維度	Deep article	Migration playbook
主題形狀	Single feature（pgBouncer / Vault dynamic credential）	Cross-vendor process（Splunk → Elastic）
結構	6-section（problem → concept → config → failure → capacity → integration）	6 種不同 type、各對應不同結構
重點章節	Step-by-step 配置 + 故障演練	視 type 不同：phased flow / parallel streams / hybrid
寫作週期 / 篇	1-2 小時	2-3 小時（diff dimension audit + 結構選擇 + 寫作）
跨篇 cadence 風險	中（章節 1 entry 容易 collapse）	高（migration 主題本質相似、主題語意 attractor「為什麼遷」明顯）

關鍵差異：deep article 是 single direction implementation、migration playbook 是 bidirectional comparison + process。第一輪寫了 5 篇後發現結構完全不同；嘗試套 deep article 的固定結構都只對 1 種情境適用，於是用 diff dimension audit（寫前評估 source/target 在哪些維度差異最大）選對應的結構模板（Type A-F，依主導差異維度決定）。

第一輪 batch（5 篇）：Type A-E 浮現 + cadence collapse 3/5

第一輪寫了 5 篇跨 vendor migration playbook，每篇自然對映到一種 type（結構模板）：

Splunk → Elastic Security — Type A phased translation
Redis → DragonflyDB — Type B drop-in
PostgreSQL → Aurora — Type C operational hybrid
Datadog → Grafana Stack — Type D parallel streams
Kafka ↔ NATS — Type E paradigm shift

Cadence collapse：前 3 篇被動寫作全部同質化

Cadence collapse 指批量寫作時、多篇文章的開場句型不自覺重複同一模式。

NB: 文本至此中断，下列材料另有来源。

PR #2121, opened 2018-12-05
WIP Fix 1996 - Add eclipse LSP support.

### LINKED ISSUE #1996: Add support for Support eclipse.jdt.ls
**Name:** eclipse.jdt.ls
**URL:** https://github.com/eclipse/eclipse.jdt.ls

LSP for Java

hsanson:
Adds support for the [eclipse language server](https://github.com/eclipse/eclipse.jdt.ls) that seems to work better than javalsp for gradle and maven projects.

Closes #1996

### DIFF
--- a/ale_linters/java/eclipselsp.vim
+++ b/ale_linters/java/eclipselsp.vim
@@ -1,0 +1,130 @@
+" Author: Horacio Sanson <https://github.com/hsanson>
+" Description: Support for the Eclipse language server https://github.com/eclipse/eclipse.jdt.ls
+
+let s:version_cache = {}
+
+call ale#Set('java_eclipselsp_path', 'eclipse.jdt.ls')
+call ale#Set('java_eclipselsp_executable', 'java')
+
+function! ale_linters#java#eclipselsp#Executable(buffer) abort
+    return ale#Var(a:buffer, 'java_eclipselsp_executable')
+endfunction
+
+function! ale_linters#java#eclipselsp#TargetPath(buffer) abort
+    return ale#Var(a:buffer, 'java_eclipselsp_path')
+endfunction
+
+function! ale_linters#java#eclipselsp#JarPath(buffer) abort
+    let l:path = ale_linters#java#eclipselsp#TargetPath(a:buffer)
+    let l:path = l:path . '/org.eclipse.jdt.ls.product/target/repository/plugins'
+
+    let l:files = globpath(l:path, 'org.eclipse.equinox.launcher_*.jar', 1, 1)
+
+    if empty(l:files)
+        return ''
+    endif
+
+    return l:files[0]
+endfunction
+
+function! ale_linters#java#eclipselsp#ConfigurationPath(buffer) abort
+    let l:path = ale_linters#java#eclipselsp#TargetPath(a:buffer)
+    let l:path = l:path . '/org.eclipse.jdt.ls.product/target/repository'
+
+    if has('win32')
+        let l:path = l:path . '/config_win'
+    elseif has('macunix')
+        let l:path = l:path . '/config_mac'
+    else
+        let l:path = l:path . '/config_linux'
+    endif
+
+    return ale#path#Simplify(l:path)
+endfunction
+
+function! ale_linters#java#eclipselsp#VersionCheck(version_lines) abort
+    return s:GetVersion('', a:version_lines)
+endfunction
+
+function! s:GetVersion(executable, version_lines) abort
+    let l:version = []
+
+    for l:line in a:version_lines
+        let l:match = matchlist(l:line, '\(\d\+\)\.\(\d\+\)\.\(\d\+\)')
+
+        if !empty(l:match)
+            let l:version = [l:match[1] + 0, l:match[2] + 0, l:match[3] + 0]
+            let s:version_cache[a:executable] = l:version
+            break
+        endif
+    endfor
+
+    return l:version
+endfunction
+
+function! ale_linters#java#eclipselsp#CommandWithVersion(buffer, version_lines, meta) abort
+    let l:executable = ale_linters#java#eclipselsp#Executable(a:buffer)
+    let l:version = s:GetVersion(l:executable, a:version_lines)
+
+    return ale_linters#java#eclipselsp#Command(a:buffer, l:version)
+endfunction
+
+function! ale_linters#java#eclipselsp#Command(buffer, version) abort
+    let l:path = ale#Var(a:buffer, 'java_eclipselsp_path')
+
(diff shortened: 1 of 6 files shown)


ale_linters/java/eclipselsp.vim
```diff
@@ -0,0 +1,92 @@
...
+endfunction
+
+function! ale_linters#java#eclipselsp#Command(buffer) abort
+    let l:executable = ale_linters#java#eclipselsp#Executable(a:buffer)
+
+    if empty(l:executable)
+        return ''
+    endif
+
+    let l:version_lines = split(system(ale#Escape(l:executable) . ' -version'), '\n')
```
w0rp: The system call here we can't merge in, as `system()` calls are blocking. I or someone else will have to first implement support for chaining commands for LSP, which will be pretty complicated, but worth it.

w0rp:
Should be good once this is ready to go.

w0rp:
I opened an issue for supporting `command_chain` for LSP linters. See #2128.

ale_linters/java/eclipselsp.vim
nerdrew: If you just need the version to determine if the extra arguments are required, can you just make a config value "using java > 1.8"?

hsanson: Adding a configuration option for this can work in the short term but would not be a proper solution. I myself keep jumping between Java 8, 9, and 11 so I would have to update that configuration when switching projects.

On the other hand this branch works and I do my best to keep it updated with origin/master so is updated. Feel free to use this branch as I do myself. The only drawback is that you may experience some lockup of vim when the system() method is called but if your machine is fast enough it should not be noticeable at all.

w0rp:
@hsanson I finished work on #2132 last night, so now you can replace the `system()` call here with `ale#command#Run`. Have a look at the documentation for the function and existing uses in the codebase. You can effectively run the command in the background and receive the results in a callback, which can return the command to run for starting the language server.

w0rp:
You might also want to try using the internal `ale#semver#RunWithVersionCheck` function, which uses `ale#command#Run` to parse semver versions from results and then cache the results so we only need to run the version check roughly once per executable.

hsanson:
@w0rp first let me say, great work. I did not think this refactoring could be done so fast.

Have modified the Eclipse LSP to use the new async callback methods following as example the flake8 linter.  Also with caching of versions similar to ale#semver#RunWithVersionCheck.

But I have one test failing it travis CI that I am unable to pinpoint. I am sure I have listed the new LSP support everywhere it should (ale-supported-languages-and-tools.txt, ale.txt, and supported-tools.md).

Also I don't see the LSP being invoked in ALEInfo as before. I can see version checking is being executed but no LSP. 

And since a while back I am unable to get auto-completion working with any LSP, including this one. When time allows it, please check this MR and let me know if you find what I am doing wrong.

w0rp:
The test is failing because something isn't sorted correctly in the documentation.

I don't know why the command isn't being run on your machine. I'll have to try this linter myself on my own machine, at some point.

hsanson:
Fixed the sorting issue, a note in the ale-developer documentation about this new requirement would be nice. 

Using the ch_logfile trick in vim it was easy to find the issue with the LSP server:

```
  9.856030 on 0: Freeing job
  9.856536 RECV on 1: 'Error: Unable to access jarfile /home/ryujin/Apps/eclipse.jdt.ls/org.eclipse.jdt.ls.product/target/repository/plugins/org.eclipse.equinox.launcher_1.5.200.v20180922-1751.jar
'
```

The problem is that every time the LSP server is updated the jar file needed to start it changes name. It has the version and build time as part of the name (e.g. _1.5.200.v20180922-1751.jar).

I am unable to find a way in vim to search for a file using patterns that does not require using external tools like find. Is there a best practice on how to do this in ALE?

Also in ALEInfo there are no details of the LSP errors. Without the ch_logfile in vim is not possible to know if there are any errors. In neovim this is what I see:

```
  Command History:
(executable check - success) java
(finished - exit code 0) ['/bin/bash', '-c', '''java'' -version']
<<<NO OUTPUT RETURNED>>>
```

Is there a way I can make any errors reported by LSP appear as part of ALEInfo output?

w0rp:
See #2137 for adding LSP debugging information.

test/command_callback/test_eclipselsp_command_callback.vader
```diff
@@ -0,0 +1,87 @@
...
+  call ale#assert#SetUpLinterTest('java', 'eclipselsp')
+  let b:ale_java_eclipselsp_path = '/home/user/eclipse.dst.ls'
+  call ale#test#SetFilename('dummy.java')
+
+  let b:cfg = '/home/user/eclipse.dst.ls/org.eclipse.jdt.ls.product/target/repository/config_linux'
+
+  if has('win32')
+    let b:cfg = '\home\user\eclipse.dst.ls\org.eclipse.jdt.ls.product\target\repository\config_win',
+  elseif has('macunix')
+    let b:cfg = '/home/user/eclipse.dst.ls/org.eclipse.jdt.ls.product/target/repository/config_mac',
```
w0rp: The commas here break the tests on Windows and Mac. If you remove those, AppVeyor should pass.

hsanson: Fixed.

w0rp:
Cheers! :beers: Thank you for working on this, waiting for a few months for me to get the uniform asynchronous API done, and then coming back and finishing this.

JulioJu:
@hsanson  maybe in the ALE documentation, it could be cool to explain shortly how to customize compiler warning preferences ?  We should add customization under `root_project/.settings/org.eclipse.jdt.core.prefs`  with values presented at https://help.eclipse.org/neon/topic/org.eclipse.jdt.doc.isv/reference/api/org/eclipse/jdt/core/JavaCore.html ?

What do you think about that ?

hsanson:
@JulioJu sounds interesting but I have not used this feature and cannot see it documented anywhere on the eclipe lsp repo.  Is this a known feature?  I do not want to document something that is internal and may change in the future.

JulioJu:
@hsanson  you could check https://github.com/eclipse/eclipse.jdt.ls/issues/581

hsanson:
From the issues linked above I see:

> We do not have a proper way of defining those yet. unofficially though defining them on an eclipse style .settings/org.eclipse.jdt.core.prefs should work for now.

Once eclipse.jdt.ls has official way to add preferences that is documented I will be more than happy to add a note with a link to the official documentation explaining how to set them.

Of course anyone is free to modify the documentation and submit a MR for review.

篇	Variant 規劃	章節 1 entry framing
1 Splunk → Elastic	被動	「為什麼遷：cost / multi-vendor / cloud-native」
2 Redis → DragonflyDB	被動	「為什麼遷：cost / single-thread / multi-tenancy」
3 Postgres → Aurora	被動	「為什麼遷：operational cost / HA / DR」
4 Datadog → Grafana	主動	「$50K/month bill 拆解」
5 Kafka ↔ NATS	主動	「『Kafka → NATS migration』字面上不成立」

3/5 collapse — 主題語意 attractor「為什麼遷：X / Y / Z driver」在前 3 篇被動寫作下浮現。寫第 4 篇前發現問題、後 2 篇主動換 entry variant。

前 3 篇的 collapse 是 Stage 0 variant 規劃成為硬需求的直接證據。

Type A-E 怎麼浮現

5 篇寫完後比對結構、發現 5 篇結構完全不同，但都可以用「主導差異維度」解釋：schema 差為主 → phased translation、全 Low → drop-in、operational 差為主 → hybrid。Type A-E 從這 5 篇的歸納中浮現，第二輪 dogfood 再加上 Type F（topology re-layout）。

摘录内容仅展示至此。